- **What to do**: Counting only lines below that hold "planning", give the total alone.

- **Data provided**:
++++++

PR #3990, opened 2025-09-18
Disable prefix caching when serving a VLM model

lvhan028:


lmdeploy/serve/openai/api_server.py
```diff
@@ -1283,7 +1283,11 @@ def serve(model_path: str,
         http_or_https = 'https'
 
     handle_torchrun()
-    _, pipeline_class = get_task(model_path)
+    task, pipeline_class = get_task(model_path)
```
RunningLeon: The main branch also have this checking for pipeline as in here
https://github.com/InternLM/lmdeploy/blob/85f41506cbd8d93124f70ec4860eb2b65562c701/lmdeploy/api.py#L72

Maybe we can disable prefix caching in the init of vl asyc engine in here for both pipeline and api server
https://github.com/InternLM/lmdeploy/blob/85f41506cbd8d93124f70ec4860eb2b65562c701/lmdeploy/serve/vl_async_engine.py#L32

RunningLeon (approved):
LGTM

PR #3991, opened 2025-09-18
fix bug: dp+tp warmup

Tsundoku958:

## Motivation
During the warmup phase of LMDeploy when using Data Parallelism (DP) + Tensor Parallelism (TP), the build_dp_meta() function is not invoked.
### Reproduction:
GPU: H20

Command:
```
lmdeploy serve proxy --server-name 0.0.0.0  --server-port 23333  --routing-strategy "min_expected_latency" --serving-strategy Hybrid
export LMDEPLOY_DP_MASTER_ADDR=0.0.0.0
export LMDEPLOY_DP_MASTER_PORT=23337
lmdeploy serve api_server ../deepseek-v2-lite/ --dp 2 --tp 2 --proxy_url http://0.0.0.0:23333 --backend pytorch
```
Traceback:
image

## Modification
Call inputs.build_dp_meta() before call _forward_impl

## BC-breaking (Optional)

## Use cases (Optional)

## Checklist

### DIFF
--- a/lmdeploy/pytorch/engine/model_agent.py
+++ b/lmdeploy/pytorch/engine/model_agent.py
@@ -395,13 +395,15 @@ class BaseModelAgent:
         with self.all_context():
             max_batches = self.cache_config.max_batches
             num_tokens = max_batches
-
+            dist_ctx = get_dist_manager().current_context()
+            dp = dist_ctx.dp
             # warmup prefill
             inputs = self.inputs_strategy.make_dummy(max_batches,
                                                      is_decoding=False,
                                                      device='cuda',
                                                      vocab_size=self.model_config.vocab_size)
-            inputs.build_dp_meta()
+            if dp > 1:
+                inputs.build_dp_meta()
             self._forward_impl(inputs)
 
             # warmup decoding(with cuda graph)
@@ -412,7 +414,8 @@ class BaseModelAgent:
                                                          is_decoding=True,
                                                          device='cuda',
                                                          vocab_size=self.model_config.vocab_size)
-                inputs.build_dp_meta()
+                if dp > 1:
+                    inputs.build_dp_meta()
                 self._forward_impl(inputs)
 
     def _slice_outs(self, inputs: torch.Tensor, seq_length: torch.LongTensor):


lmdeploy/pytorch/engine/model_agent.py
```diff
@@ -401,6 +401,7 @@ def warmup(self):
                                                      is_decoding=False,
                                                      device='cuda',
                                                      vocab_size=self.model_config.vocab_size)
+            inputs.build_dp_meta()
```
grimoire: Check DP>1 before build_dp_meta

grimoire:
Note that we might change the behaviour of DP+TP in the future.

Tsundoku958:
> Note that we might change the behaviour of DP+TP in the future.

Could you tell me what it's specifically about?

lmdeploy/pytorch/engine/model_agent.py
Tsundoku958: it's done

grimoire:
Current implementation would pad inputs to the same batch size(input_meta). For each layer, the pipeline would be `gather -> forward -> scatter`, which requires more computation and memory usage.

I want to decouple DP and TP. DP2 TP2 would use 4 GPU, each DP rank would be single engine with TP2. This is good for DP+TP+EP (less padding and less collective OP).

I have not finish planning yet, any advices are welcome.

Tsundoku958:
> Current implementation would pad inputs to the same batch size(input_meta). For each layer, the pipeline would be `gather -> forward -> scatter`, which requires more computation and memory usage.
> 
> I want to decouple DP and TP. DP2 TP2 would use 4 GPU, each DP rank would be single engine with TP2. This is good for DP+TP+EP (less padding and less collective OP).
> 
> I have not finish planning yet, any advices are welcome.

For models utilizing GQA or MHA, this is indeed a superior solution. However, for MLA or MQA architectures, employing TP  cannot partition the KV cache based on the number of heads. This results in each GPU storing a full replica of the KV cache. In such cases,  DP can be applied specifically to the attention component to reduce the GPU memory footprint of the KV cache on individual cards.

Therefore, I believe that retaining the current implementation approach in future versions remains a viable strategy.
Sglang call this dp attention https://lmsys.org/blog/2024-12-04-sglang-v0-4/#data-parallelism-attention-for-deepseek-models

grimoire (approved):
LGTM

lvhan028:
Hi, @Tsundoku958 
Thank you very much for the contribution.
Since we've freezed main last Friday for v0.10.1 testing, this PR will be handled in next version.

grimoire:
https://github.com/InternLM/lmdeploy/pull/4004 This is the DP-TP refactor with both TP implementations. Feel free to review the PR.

++++++

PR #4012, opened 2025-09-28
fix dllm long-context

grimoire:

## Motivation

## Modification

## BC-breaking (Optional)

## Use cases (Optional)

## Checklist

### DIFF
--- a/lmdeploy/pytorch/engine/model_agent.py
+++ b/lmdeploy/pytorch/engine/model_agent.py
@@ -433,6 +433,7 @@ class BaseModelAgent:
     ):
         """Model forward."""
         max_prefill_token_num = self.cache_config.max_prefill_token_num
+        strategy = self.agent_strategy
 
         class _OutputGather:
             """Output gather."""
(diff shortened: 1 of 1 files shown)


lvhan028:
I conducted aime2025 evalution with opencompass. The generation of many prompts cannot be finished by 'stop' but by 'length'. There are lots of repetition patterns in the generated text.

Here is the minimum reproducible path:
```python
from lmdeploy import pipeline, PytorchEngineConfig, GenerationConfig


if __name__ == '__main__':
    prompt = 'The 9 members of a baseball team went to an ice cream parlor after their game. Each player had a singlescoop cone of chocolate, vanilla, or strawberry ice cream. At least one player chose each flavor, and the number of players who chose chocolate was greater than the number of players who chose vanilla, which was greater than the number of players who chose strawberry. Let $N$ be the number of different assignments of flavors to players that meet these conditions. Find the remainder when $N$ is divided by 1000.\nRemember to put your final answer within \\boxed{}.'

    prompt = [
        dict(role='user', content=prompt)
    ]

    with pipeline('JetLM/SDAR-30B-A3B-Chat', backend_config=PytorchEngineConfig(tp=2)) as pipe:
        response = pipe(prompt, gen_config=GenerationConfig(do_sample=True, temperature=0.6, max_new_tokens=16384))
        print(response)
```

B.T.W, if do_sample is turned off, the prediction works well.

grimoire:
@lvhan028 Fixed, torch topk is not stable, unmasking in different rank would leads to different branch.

++++++

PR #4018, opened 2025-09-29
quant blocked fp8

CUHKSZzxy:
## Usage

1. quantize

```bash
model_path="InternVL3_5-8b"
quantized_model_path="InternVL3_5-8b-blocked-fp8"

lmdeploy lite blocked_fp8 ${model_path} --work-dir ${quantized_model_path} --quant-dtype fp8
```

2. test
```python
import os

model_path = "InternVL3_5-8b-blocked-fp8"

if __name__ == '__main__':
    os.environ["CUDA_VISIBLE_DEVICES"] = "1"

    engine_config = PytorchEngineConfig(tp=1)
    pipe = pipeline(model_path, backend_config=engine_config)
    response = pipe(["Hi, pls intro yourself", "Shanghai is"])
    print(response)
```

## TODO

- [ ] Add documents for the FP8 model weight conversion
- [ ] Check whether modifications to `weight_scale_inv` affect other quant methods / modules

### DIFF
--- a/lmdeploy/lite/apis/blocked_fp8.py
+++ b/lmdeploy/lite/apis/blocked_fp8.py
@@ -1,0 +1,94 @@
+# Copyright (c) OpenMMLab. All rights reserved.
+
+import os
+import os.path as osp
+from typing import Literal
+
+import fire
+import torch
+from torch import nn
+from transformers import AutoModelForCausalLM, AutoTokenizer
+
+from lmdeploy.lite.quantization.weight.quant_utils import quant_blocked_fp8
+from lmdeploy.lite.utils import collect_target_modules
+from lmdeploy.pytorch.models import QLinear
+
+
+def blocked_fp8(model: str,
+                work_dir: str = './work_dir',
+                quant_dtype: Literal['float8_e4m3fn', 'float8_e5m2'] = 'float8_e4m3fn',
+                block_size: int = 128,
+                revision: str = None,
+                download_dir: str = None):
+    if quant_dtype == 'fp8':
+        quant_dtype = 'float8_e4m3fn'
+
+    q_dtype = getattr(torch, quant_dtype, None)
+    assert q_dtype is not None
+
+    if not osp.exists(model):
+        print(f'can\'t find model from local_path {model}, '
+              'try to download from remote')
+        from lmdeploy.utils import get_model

++++++

- **Exercise result**: 2